-- PROVIDED MATERIAL --
PR #2071, opened 2024-10-30
feat(visual-editing): allow passing props to overlay components

rdunk:
This PR:
- Adds the ability to pass props alongside components returned by the overlay component resolver.
- Adds a new `UnionInsertMenuOverlay` component export (via a new export path) that can be returned by the resolver for union types. This uses `InsertMenu` internally.
- Uses `InsertMenu` within the context of the `ContextMenu` if `insertMenu` config exists in the schema type.

### DIFF
--- a/packages/visual-editing/src/overlay-components/components/UnionInsertMenuOverlay.tsx
+++ b/packages/visual-editing/src/overlay-components/components/UnionInsertMenuOverlay.tsx
@@ -2,7 +2,14 @@ import type {SchemaNode, SchemaUnionNode} from '@repo/visual-editing-helpers'
 import {AddIcon} from '@sanity/icons'
 import type {SchemaType} from '@sanity/types'
 import {Button, Flex} from '@sanity/ui'
-import {useCallback, useRef, useState, type FunctionComponent, type MouseEvent} from 'react'
+import {
+  useCallback,
+  useRef,
+  useState,
+  type FunctionComponent,
+  type HTMLProps,
+  type MouseEvent,
+} from 'react'
 import styled from 'styled-components'
 import type {ElementNode, OverlayComponent} from '../../types'
 import {useDocuments} from '../../ui/optimistic-state/useDocuments'
@@ -11,7 +18,6 @@ import {InsertMenu} from './InsertMenu'
 
 const AddButton = styled(Button)`
   position: relative;
-
   transform: var(--add-button-position);
 
   --add-button-position: translateY(0);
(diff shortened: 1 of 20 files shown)


packages/visual-editing/src/overlay-components/components/UnionInsertMenuOverlay.tsx
```diff
@@ -0,0 +1,192 @@
...
+  const [showButton, setShowButton] = useState(false)
+  const onEnter = useCallback(() => {
+    setShowButton(true)
+  }, [])
+  const onLeave = useCallback(() => {
+    setShowButton(false)
+  }, [])
+  const ref = useRef<HTMLDivElement | null>(null)
+
+  const bubbleEvent = useCallback(
```
georgedoescode, line 71: I think `bubble` may be slightly confusing here as the event isn't bubbling in the traditional sense. `transfer` or `delegate` or something cuold be good

packages/visual-editing/src/overlay-components/components/UnionInsertMenuOverlay.tsx
```diff
@@ -0,0 +1,192 @@
...
+          bubbles: true,
+          cancelable: true,
+        })
+        element.dispatchEvent(newEvent)
+      }
+    },
+    [element],
+  )
+
+  const [referenceElement, setReferenceElement] = useState<HTMLElement | null>(null)
```
georgedoescode, line 85: Could be a little more explicit to point to the + button

packages/visual-editing/src/ui/context-menu/ContextMenu.tsx
```diff
@@ -55,22 +59,45 @@ function ContextMenuItem(props: {node: ContextMenuNode; onDismiss?: () => void})
         fontSize={1}
         icon={node.icon}
         padding={2}
+        // menu={{
```
georgedoescode, line 62: Can probably remove the commented menu prop?

packages/visual-editing/src/ui/context-menu/contextMenuItems.tsx
```diff
@@ -16,23 +16,23 @@ import {
...
-import {get} from '@sanity/util/paths'
+import type {SchemaType} from '@sanity/types'
+import {MenuGroup} from '@sanity/ui'
+import {type FunctionComponent} from 'react'
+import {InsertMenu} from '../../overlay-components/components/InsertMenu'
 import type {ContextMenuNode, OverlayElementField, OverlayElementParent} from '../../types'
 import {getNodeIcon} from '../../util/getNodeIcon'
-import {getArrayItemKeyAndParentPath} from '../../util/mutations'
-import {randomKey} from '../../util/randomKey'
+import {
```
georgedoescode, line 25: I like that we are moving the mutations out to live on their own 🙏

georgedoescode (approved):
A few tiny things but overall looks good! Thanks for the additional context over zoom :)

packages/visual-editing/src/ui/context-menu/ContextMenu.tsx
rdunk: Good point, I'll add a comment because this will be needed when a `@sanity/ui` PR lands.

packages/visual-editing/src/overlay-components/components/UnionInsertMenuOverlay.tsx
```diff
@@ -0,0 +1,192 @@
+import type {SchemaNode, SchemaUnionNode} from '@repo/visual-editing-helpers'
```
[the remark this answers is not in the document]
rdunk: Yes! I think it would be sensible to prefix this export path with `unstable_` for now though.

georgedoescode (approved):
Changes look good!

-- EXERCISE REQUIREMENTS --
Reproduce the entries above exactly.

-- ANSWER SPACE --
PR #2071, opened 2024-10-30
feat(visual-editing): allow passing props to overlay components

rdunk:
This PR:
- Adds the ability to pass props alongside components returned by the overlay component resolver.
- Adds a new `UnionInsertMenuOverlay` component export (via a new export path) that can be returned by the resolver for union types. This uses `InsertMenu` internally.
- Uses `InsertMenu` within the context of the `ContextMenu` if `insertMenu` config exists in the schema type.

### DIFF
--- a/packages/visual-editing/src/overlay-components/components/UnionInsertMenuOverlay.tsx
+++ b/packages/visual-editing/src/overlay-components/components/UnionInsertMenuOverlay.tsx
@@ -2,7 +2,14 @@ import type {SchemaNode, SchemaUnionNode} from '@repo/visual-editing-helpers'
 import {AddIcon} from '@sanity/icons'
 import type {SchemaType} from '@sanity/types'
 import {Button, Flex} from '@sanity/ui'
-import {useCallback, useRef, useState, type FunctionComponent, type MouseEvent} from 'react'
+import {
+  useCallback,
+  useRef,
+  useState,
+  type FunctionComponent,
+  type HTMLProps,
+  type MouseEvent,
+} from 'react'
 import styled from 'styled-components'
 import type {ElementNode, OverlayComponent} from '../../types'
 import {useDocuments} from '../../ui/optimistic-state/useDocuments'
@@ -11,7 +18,6 @@ import {InsertMenu} from './InsertMenu'
 
 const AddButton = styled(Button)`
   position: relative;
-
   transform: var(--add-button-position);
 
   --add-button-position: translateY(0);
(diff shortened: 1 of 20 files shown)


packages/visual-editing/src/overlay-components/components/UnionInsertMenuOverlay.tsx
```diff
@@ -0,0 +1,192 @@
...
+  const [showButton, setShowButton] = useState(false)
+  const onEnter = useCallback(() => {
+    setShowButton(true)
+  }, [])
+  const onLeave = useCallback(() => {
+    setShowButton(false)
+  }, [])
+  const ref = useRef<HTMLDivElement | null>(null)
+
+  const bubbleEvent = useCallback(
```
georgedoescode, line 71: I think `bubble` may be slightly confusing here as the event isn't bubbling in the traditional sense. `transfer` or `delegate` or something cuold be good

packages/visual-editing/src/overlay-components/components/UnionInsertMenuOverlay.tsx
```diff
@@ -0,0 +1,192 @@
...
+          bubbles: true,
+          cancelable: true,
+        })
+        element.dispatchEvent(newEvent)
+      }
+    },
+    [element],
+  )
+
+  const [referenceElement, setReferenceElement] = useState<HTMLElement | null>(null)
```
georgedoescode, line 85: Could be a little more explicit to point to the + button

packages/visual-editing/src/ui/context-menu/ContextMenu.tsx
```diff
@@ -55,22 +59,45 @@ function ContextMenuItem(props: {node: ContextMenuNode; onDismiss?: () => void})
         fontSize={1}
         icon={node.icon}
         padding={2}
+        // menu={{
```
georgedoescode, line 62: Can probably remove the commented menu prop?

packages/visual-editing/src/ui/context-menu/contextMenuItems.tsx
```diff
@@ -16,23 +16,23 @@ import {
...
-import {get} from '@sanity/util/paths'
+import type {SchemaType} from '@sanity/types'
+import {MenuGroup} from '@sanity/ui'
+import {type FunctionComponent} from 'react'
+import {InsertMenu} from '../../overlay-components/components/InsertMenu'
 import type {ContextMenuNode, OverlayElementField, OverlayElementParent} from '../../types'
 import {getNodeIcon} from '../../util/getNodeIcon'
-import {getArrayItemKeyAndParentPath} from '../../util/mutations'
-import {randomKey} from '../../util/randomKey'
+import {
```
georgedoescode, line 25: I like that we are moving the mutations out to live on their own 🙏

georgedoescode (approved):
A few tiny things but overall looks good! Thanks for the additional context over zoom :)

packages/visual-editing/src/ui/context-menu/ContextMenu.tsx
rdunk: Good point, I'll add a comment because this will be needed when a `@sanity/ui` PR lands.

packages/visual-editing/src/overlay-components/components/UnionInsertMenuOverlay.tsx
```diff
@@ -0,0 +1,192 @@
+import type {SchemaNode, SchemaUnionNode} from '@repo/visual-editing-helpers'
```
[the remark this answers is not in the document]
rdunk: Yes! I think it would be sensible to prefix this export path with `unstable_` for now though.

georgedoescode (approved):
Changes look good!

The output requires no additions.